◆ **Input data**:
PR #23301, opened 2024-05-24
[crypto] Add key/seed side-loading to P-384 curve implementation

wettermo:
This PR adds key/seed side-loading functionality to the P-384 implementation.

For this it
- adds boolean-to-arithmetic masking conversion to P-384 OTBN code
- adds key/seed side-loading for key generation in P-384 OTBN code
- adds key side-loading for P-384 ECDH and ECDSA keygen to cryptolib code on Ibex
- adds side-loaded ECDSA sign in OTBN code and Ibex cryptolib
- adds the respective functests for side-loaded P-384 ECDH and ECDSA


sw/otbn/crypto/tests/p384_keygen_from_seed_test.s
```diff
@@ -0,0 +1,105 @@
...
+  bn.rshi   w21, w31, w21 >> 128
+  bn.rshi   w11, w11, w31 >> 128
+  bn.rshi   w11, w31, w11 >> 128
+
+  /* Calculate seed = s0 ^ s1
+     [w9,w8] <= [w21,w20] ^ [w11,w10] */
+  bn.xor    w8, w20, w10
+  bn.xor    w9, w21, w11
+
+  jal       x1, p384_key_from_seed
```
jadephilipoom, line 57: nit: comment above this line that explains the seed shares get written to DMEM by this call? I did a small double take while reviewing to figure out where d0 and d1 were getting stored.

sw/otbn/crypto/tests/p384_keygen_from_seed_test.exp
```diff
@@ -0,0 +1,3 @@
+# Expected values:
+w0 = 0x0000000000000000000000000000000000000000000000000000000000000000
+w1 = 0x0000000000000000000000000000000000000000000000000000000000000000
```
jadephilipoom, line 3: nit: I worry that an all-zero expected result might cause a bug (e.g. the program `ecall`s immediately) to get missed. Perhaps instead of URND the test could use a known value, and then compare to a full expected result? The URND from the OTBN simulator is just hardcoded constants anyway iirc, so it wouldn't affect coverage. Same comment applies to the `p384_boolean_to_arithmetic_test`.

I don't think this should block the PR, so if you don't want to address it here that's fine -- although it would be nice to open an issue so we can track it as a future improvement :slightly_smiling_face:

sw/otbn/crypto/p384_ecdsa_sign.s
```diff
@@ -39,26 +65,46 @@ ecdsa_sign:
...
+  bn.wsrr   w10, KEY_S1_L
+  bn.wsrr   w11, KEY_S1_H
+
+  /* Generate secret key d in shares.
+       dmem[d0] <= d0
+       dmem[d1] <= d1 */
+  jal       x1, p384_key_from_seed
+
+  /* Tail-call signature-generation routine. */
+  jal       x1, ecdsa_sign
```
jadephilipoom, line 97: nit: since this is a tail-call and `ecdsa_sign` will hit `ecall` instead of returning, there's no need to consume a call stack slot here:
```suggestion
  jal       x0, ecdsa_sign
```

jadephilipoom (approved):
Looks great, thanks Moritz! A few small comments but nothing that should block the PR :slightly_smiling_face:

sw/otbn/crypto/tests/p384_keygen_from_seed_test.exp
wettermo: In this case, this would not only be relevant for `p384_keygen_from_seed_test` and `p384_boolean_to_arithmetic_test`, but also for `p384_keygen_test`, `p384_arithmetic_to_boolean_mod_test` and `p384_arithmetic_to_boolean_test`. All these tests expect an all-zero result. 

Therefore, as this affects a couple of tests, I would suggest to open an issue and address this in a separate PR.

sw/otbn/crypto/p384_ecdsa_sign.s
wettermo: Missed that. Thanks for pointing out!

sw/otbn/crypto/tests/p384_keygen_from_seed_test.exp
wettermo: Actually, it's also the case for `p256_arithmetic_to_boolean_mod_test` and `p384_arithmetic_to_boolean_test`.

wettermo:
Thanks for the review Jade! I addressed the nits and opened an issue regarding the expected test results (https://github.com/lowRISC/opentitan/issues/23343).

◆ **Work item**: Copy, with no alteration, the line that contains "Therefore, as this" and each remaining line of the listing above.

◆ **Result for this task**:
Therefore, as this affects a couple of tests, I would suggest to open an issue and address this in a separate PR.

sw/otbn/crypto/p384_ecdsa_sign.s
wettermo: Missed that. Thanks for pointing out!

sw/otbn/crypto/tests/p384_keygen_from_seed_test.exp
wettermo: Actually, it's also the case for `p256_arithmetic_to_boolean_mod_test` and `p384_arithmetic_to_boolean_test`.

wettermo:
Thanks for the review Jade! I addressed the nits and opened an issue regarding the expected test results (https://github.com/lowRISC/opentitan/issues/23343).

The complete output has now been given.